Requirement:
Print each entry verbatim.

(Entries taken from a collection)
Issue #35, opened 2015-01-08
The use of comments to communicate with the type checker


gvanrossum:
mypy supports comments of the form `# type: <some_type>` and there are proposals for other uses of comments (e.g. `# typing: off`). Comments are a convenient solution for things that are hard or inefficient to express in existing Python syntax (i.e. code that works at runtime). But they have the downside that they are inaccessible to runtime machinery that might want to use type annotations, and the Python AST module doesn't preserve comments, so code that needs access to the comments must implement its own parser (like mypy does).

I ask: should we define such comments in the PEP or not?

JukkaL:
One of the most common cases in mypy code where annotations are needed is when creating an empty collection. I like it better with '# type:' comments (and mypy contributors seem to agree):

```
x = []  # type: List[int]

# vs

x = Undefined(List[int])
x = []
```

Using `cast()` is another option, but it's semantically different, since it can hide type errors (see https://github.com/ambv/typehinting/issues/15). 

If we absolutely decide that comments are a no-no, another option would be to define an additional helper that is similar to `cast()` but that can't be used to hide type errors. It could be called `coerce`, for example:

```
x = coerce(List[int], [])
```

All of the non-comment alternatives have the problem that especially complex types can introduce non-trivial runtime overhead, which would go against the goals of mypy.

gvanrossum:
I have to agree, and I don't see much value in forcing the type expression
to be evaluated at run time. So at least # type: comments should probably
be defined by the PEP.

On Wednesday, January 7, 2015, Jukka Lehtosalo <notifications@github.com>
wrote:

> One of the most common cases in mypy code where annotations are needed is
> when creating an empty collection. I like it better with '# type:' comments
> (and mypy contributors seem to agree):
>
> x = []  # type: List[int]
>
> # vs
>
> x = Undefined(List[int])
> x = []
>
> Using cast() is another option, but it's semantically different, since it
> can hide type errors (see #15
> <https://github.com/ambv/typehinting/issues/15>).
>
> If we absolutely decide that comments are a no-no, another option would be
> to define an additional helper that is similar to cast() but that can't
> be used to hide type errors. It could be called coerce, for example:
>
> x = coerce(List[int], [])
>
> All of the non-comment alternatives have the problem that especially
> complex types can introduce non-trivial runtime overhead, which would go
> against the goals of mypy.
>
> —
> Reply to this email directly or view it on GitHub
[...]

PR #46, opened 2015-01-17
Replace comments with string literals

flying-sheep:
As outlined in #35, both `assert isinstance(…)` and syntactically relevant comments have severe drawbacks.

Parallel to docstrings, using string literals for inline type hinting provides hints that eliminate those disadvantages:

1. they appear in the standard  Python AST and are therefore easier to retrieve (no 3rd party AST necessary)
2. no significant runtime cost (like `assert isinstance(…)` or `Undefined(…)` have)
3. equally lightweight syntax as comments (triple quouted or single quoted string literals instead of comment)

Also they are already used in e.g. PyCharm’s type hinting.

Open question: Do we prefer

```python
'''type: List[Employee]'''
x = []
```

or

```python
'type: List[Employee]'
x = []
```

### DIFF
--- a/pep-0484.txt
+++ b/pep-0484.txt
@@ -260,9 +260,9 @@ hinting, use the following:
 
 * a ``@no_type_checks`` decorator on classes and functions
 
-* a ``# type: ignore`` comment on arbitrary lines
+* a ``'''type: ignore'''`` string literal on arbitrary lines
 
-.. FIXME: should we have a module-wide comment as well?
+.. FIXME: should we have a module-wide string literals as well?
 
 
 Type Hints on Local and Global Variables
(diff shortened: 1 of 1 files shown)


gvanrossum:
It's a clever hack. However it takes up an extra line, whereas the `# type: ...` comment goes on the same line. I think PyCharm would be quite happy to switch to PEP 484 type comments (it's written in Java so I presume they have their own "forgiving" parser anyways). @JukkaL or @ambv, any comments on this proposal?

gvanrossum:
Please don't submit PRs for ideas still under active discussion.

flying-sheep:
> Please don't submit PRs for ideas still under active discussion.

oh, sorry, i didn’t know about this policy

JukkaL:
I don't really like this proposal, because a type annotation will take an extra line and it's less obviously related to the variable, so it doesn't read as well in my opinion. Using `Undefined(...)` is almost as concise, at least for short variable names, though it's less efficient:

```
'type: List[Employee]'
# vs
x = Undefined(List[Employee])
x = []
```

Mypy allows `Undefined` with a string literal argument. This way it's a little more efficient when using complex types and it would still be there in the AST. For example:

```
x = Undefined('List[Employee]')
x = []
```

Written reply:
Issue #35, opened 2015-01-08
The use of comments to communicate with the type checker


gvanrossum:
mypy supports comments of the form `# type: <some_type>` and there are proposals for other uses of comments (e.g. `# typing: off`). Comments are a convenient solution for things that are hard or inefficient to express in existing Python syntax (i.e. code that works at runtime). But they have the downside that they are inaccessible to runtime machinery that might want to use type annotations, and the Python AST module doesn't preserve comments, so code that needs access to the comments must implement its own parser (like mypy does).

I ask: should we define such comments in the PEP or not?

JukkaL:
One of the most common cases in mypy code where annotations are needed is when creating an empty collection. I like it better with '# type:' comments (and mypy contributors seem to agree):

```
x = []  # type: List[int]

# vs

x = Undefined(List[int])
x = []
```

Using `cast()` is another option, but it's semantically different, since it can hide type errors (see https://github.com/ambv/typehinting/issues/15). 

If we absolutely decide that comments are a no-no, another option would be to define an additional helper that is similar to `cast()` but that can't be used to hide type errors. It could be called `coerce`, for example:

```
x = coerce(List[int], [])
```

All of the non-comment alternatives have the problem that especially complex types can introduce non-trivial runtime overhead, which would go against the goals of mypy.

gvanrossum:
I have to agree, and I don't see much value in forcing the type expression
to be evaluated at run time. So at least # type: comments should probably
be defined by the PEP.

On Wednesday, January 7, 2015, Jukka Lehtosalo <notifications@github.com>
wrote:

> One of the most common cases in mypy code where annotations are needed is
> when creating an empty collection. I like it better with '# type:' comments
> (and mypy contributors seem to agree):
>
> x = []  # type: List[int]
>
> # vs
>
> x = Undefined(List[int])
> x = []
>
> Using cast() is another option, but it's semantically different, since it
> can hide type errors (see #15
> <https://github.com/ambv/typehinting/issues/15>).
>
> If we absolutely decide that comments are a no-no, another option would be
> to define an additional helper that is similar to cast() but that can't
> be used to hide type errors. It could be called coerce, for example:
>
> x = coerce(List[int], [])
>
> All of the non-comment alternatives have the problem that especially
> complex types can introduce non-trivial runtime overhead, which would go
> against the goals of mypy.
>
> —
> Reply to this email directly or view it on GitHub
[...]

PR #46, opened 2015-01-17
Replace comments with string literals

flying-sheep:
As outlined in #35, both `assert isinstance(…)` and syntactically relevant comments have severe drawbacks.

Parallel to docstrings, using string literals for inline type hinting provides hints that eliminate those disadvantages:

1. they appear in the standard  Python AST and are therefore easier to retrieve (no 3rd party AST necessary)
2. no significant runtime cost (like `assert isinstance(…)` or `Undefined(…)` have)
3. equally lightweight syntax as comments (triple quouted or single quoted string literals instead of comment)

Also they are already used in e.g. PyCharm’s type hinting.

Open question: Do we prefer

```python
'''type: List[Employee]'''
x = []
```

or

```python
'type: List[Employee]'
x = []
```

### DIFF
--- a/pep-0484.txt
+++ b/pep-0484.txt
@@ -260,9 +260,9 @@ hinting, use the following:
 
 * a ``@no_type_checks`` decorator on classes and functions
 
-* a ``# type: ignore`` comment on arbitrary lines
+* a ``'''type: ignore'''`` string literal on arbitrary lines
 
-.. FIXME: should we have a module-wide comment as well?
+.. FIXME: should we have a module-wide string literals as well?
 
 
 Type Hints on Local and Global Variables
(diff shortened: 1 of 1 files shown)


gvanrossum:
It's a clever hack. However it takes up an extra line, whereas the `# type: ...` comment goes on the same line. I think PyCharm would be quite happy to switch to PEP 484 type comments (it's written in Java so I presume they have their own "forgiving" parser anyways). @JukkaL or @ambv, any comments on this proposal?

gvanrossum:
Please don't submit PRs for ideas still under active discussion.

flying-sheep:
> Please don't submit PRs for ideas still under active discussion.

oh, sorry, i didn’t know about this policy

JukkaL:
I don't really like this proposal, because a type annotation will take an extra line and it's less obviously related to the variable, so it doesn't read as well in my opinion. Using `Undefined(...)` is almost as concise, at least for short variable names, though it's less efficient:

```
'type: List[Employee]'
# vs
x = Undefined(List[Employee])
x = []
```

Mypy allows `Undefined` with a string literal argument. This way it's a little more efficient when using complex types and it would still be there in the AST. For example:

```
x = Undefined('List[Employee]')
x = []
```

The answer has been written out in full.